Work item: Send back the entries exactly as they were given.

BEGIN Input records

PR #129, opened 2022-03-15
simplify .plotLog

billdenney:
Simplify and test .plotLog; name .plotTime outputs (applies after #126)


billdenney:
This is just for the helper function `.plotLog()`.  It's not the plots themselves.  That's why it's more easily testable.

mattfidler:
Well the plots had 100% coverage at one time.  My guess this is still true.  So, a simple before and after should give the changes if any (if I can figure out this new interface to vdiffr)

mattfidler:
To be clear the entire `plots.R`

mattfidler:
I am unsure if it was tested or not.  I double checked it is fine.

Thanks @billdenney

PR #164, opened 2022-03-23
Quieter testing

billdenney:
This makes testing quieter with fewer messages and warnings, and more tests for messages.


billdenney:
I'm not sure what the spelling error was in the initial test run.  Should we switch spelling errors to only be a warning?  (I don't know how to do that, FYI.)

mattfidler:
The spelling is skipped on CRAN.  I don't know how to make it a warning either, though it may be in the vignette.  CRAN will not accept packages with spelling errors, and the package doesn't run aspell.  For that reason, I keep it as an error

mattfidler:
Some of the tests may be slightly different since I merged with the different method of handing ini blocks in piping.  I had to change the expected number of warnings.

I also wonder if the warning should be converted to messages to match the rest of the piping experience

billdenney:
Everything is now quieter with a merge of current main.  My guess is that users don't care much between messages and warnings.  For me, they both bring about the same amount of attention.

mattfidler:
The windows tests are having errors.  They may have to do with platform differences in handling these suppression.  It think we saw something similar in the first `testthat` types of errors we were seeing.

billdenney:
Some of the errors are related to plotting tests.  I think that is related to something odd about inclusion or exclusion of xgxr.

PR #200, opened 2022-04-29
use solve.rxUi

mattfidler:


mattfidler:
@billdenney `rxTest({})` is back.  I cannot figure out how much time it takes to test on CRAN without this.  So, please don't factor it away (or describe how to do what I am already doing in a more "compliant" way)

billdenney:
> @billdenney `rxTest({})` is back. I cannot figure out how much time it takes to test on CRAN without this. So, please don't factor it away (or describe how to do what I am already doing in a more "compliant" way)

All good. :)

Issue #1492, opened 2017-07-11
Can't find React headers on iOS


tspecht:
### Issue Description

I'm currently trying to integrate React-Native into my existing Swift iOS project. I'm using Cocoapods already so I followed the documentation on the topic by adding the following to my Podfile:

```
# React Native
react_native_path = "../node_modules/react-native"
pod "Yoga", :path => "#{react_native_path}/ReactCommon/yoga"
pod "DoubleConversion", :podspec => "#{react_native_path}/third-party-podspecs/DoubleConversion.podspec"
pod "GLog", :podspec => "#{react_native_path}/third-party-podspecs/GLog.podspec"
pod "Folly", :podspec => "#{react_native_path}/third-party-podspecs/Folly.podspec"
pod ‘React’, :path => react_native_path, :subspecs => [
  ‘Core’,
  'CxxBridge',
  'DevSupport',
  ‘RCTImage’,
  ‘RCTNetwork’,
  ‘RCTText’,
  ‘RCTWebSocket’
]
```
This all works well enough and I'm able to build my app both in the simulator as well as on the device and play around with it.

In a second step I wanted to add react-native-navigation. I added the module to package.json, ran npm install and afterwards react-native-link. All these commands finished successfully. Unfortunately when now trying to build the project it can't find any of the React header files while compiling the react-native-navigation dependency. I already tried various combinations of downgrading react-native again, adapting HEADER_SEARCH_PATHs and so on but with no success ...

react-native version: 0.46.1
 react version: 16.0.0-alpha.12 
react-native-navigation version: 1.1.134

Any idea what could cause this?

### Steps to Reproduce / Code Snippets / Screenshots
See above
---
### Environment
* React Native Navigation version: 1.1.134
* React Native version: 0.45.1
* Platform(s) (iOS, Android, or both?): iOS
* Device info (Simulator/Device? OS version? Debug/Release?): Everything

andriantosg:
Hi @tspecht, 
If you are using Cocoapods and already link this react-native-navigation to your project, then you just need to do additional steps to make it works.

1. Open your Xcode, find `Libraries/ReactNativeNavigation.xcodeproj`
2. Select ReactNativeNavigation on TARGETS section then go to Build Settings
3. Find Header Search Paths then add `$(SRCROOT)/../../../ios/Pods/Headers/Public` with **recursive** option.
4. Build your project

Hopefully can help solve your problem.

Note: We need to do this until It officially supports Cocoapods.

[...]

PR #1468, opened 2017-07-06
Add CocoaPods support to v1

ceyhuno:

PR #1496, opened 2017-07-12
Support Cocoapods

andriantosg:
We need to support react-native projects via Cocoapods installation. This PR will solve issue #1492.


ceyhuno:
There is #1468  already. Is there a problem with that?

END Input records

Output of the exercise:
PR #129, opened 2022-03-15
simplify .plotLog

billdenney:
Simplify and test .plotLog; name .plotTime outputs (applies after #126)


billdenney:
This is just for the helper function `.plotLog()`.  It's not the plots themselves.  That's why it's more easily testable.

mattfidler:
Well the plots had 100% coverage at one time.  My guess this is still true.  So, a simple before and after should give the changes if any (if I can figure out this new interface to vdiffr)

mattfidler:
To be clear the entire `plots.R`

mattfidler:
I am unsure if it was tested or not.  I double checked it is fine.

Thanks @billdenney

PR #164, opened 2022-03-23
Quieter testing

billdenney:
This makes testing quieter with fewer messages and warnings, and more tests for messages.


billdenney:
I'm not sure what the spelling error was in the initial test run.  Should we switch spelling errors to only be a warning?  (I don't know how to do that, FYI.)

mattfidler:
The spelling is skipped on CRAN.  I don't know how to make it a warning either, though it may be in the vignette.  CRAN will not accept packages with spelling errors, and the package doesn't run aspell.  For that reason, I keep it as an error

mattfidler:
Some of the tests may be slightly different since I merged with the different method of handing ini blocks in piping.  I had to change the expected number of warnings.

I also wonder if the warning should be converted to messages to match the rest of the piping experience

billdenney:
Everything is now quieter with a merge of current main.  My guess is that users don't care much between messages and warnings.  For me, they both bring about the same amount of attention.

mattfidler:
The windows tests are having errors.  They may have to do with platform differences in handling these suppression.  It think we saw something similar in the first `testthat` types of errors we were seeing.

billdenney:
Some of the errors are related to plotting tests.  I think that is related to something odd about inclusion or exclusion of xgxr.

PR #200, opened 2022-04-29
use solve.rxUi

mattfidler:


mattfidler:
@billdenney `rxTest({})` is back.  I cannot figure out how much time it takes to test on CRAN without this.  So, please don't factor it away (or describe how to do what I am already doing in a more "compliant" way)

billdenney:
> @billdenney `rxTest({})` is back. I cannot figure out how much time it takes to test on CRAN without this. So, please don't factor it away (or describe how to do what I am already doing in a more "compliant" way)

All good. :)

Issue #1492, opened 2017-07-11
Can't find React headers on iOS


tspecht:
### Issue Description

I'm currently trying to integrate React-Native into my existing Swift iOS project. I'm using Cocoapods already so I followed the documentation on the topic by adding the following to my Podfile:

```
# React Native
react_native_path = "../node_modules/react-native"
pod "Yoga", :path => "#{react_native_path}/ReactCommon/yoga"
pod "DoubleConversion", :podspec => "#{react_native_path}/third-party-podspecs/DoubleConversion.podspec"
pod "GLog", :podspec => "#{react_native_path}/third-party-podspecs/GLog.podspec"
pod "Folly", :podspec => "#{react_native_path}/third-party-podspecs/Folly.podspec"
pod ‘React’, :path => react_native_path, :subspecs => [
  ‘Core’,
  'CxxBridge',
  'DevSupport',
  ‘RCTImage’,
  ‘RCTNetwork’,
  ‘RCTText’,
  ‘RCTWebSocket’
]
```
This all works well enough and I'm able to build my app both in the simulator as well as on the device and play around with it.

In a second step I wanted to add react-native-navigation. I added the module to package.json, ran npm install and afterwards react-native-link. All these commands finished successfully. Unfortunately when now trying to build the project it can't find any of the React header files while compiling the react-native-navigation dependency. I already tried various combinations of downgrading react-native again, adapting HEADER_SEARCH_PATHs and so on but with no success ...

react-native version: 0.46.1
 react version: 16.0.0-alpha.12 
react-native-navigation version: 1.1.134

Any idea what could cause this?

### Steps to Reproduce / Code Snippets / Screenshots
See above
---
### Environment
* React Native Navigation version: 1.1.134
* React Native version: 0.45.1
* Platform(s) (iOS, Android, or both?): iOS
* Device info (Simulator/Device? OS version? Debug/Release?): Everything

andriantosg:
Hi @tspecht, 
If you are using Cocoapods and already link this react-native-navigation to your project, then you just need to do additional steps to make it works.

1. Open your Xcode, find `Libraries/ReactNativeNavigation.xcodeproj`
2. Select ReactNativeNavigation on TARGETS section then go to Build Settings
3. Find Header Search Paths then add `$(SRCROOT)/../../../ios/Pods/Headers/Public` with **recursive** option.
4. Build your project

Hopefully can help solve your problem.

Note: We need to do this until It officially supports Cocoapods.

[...]

PR #1468, opened 2017-07-06
Add CocoaPods support to v1

ceyhuno:

PR #1496, opened 2017-07-12
Support Cocoapods

andriantosg:
We need to support react-native projects via Cocoapods installation. This PR will solve issue #1492.


ceyhuno:
There is #1468  already. Is there a problem with that?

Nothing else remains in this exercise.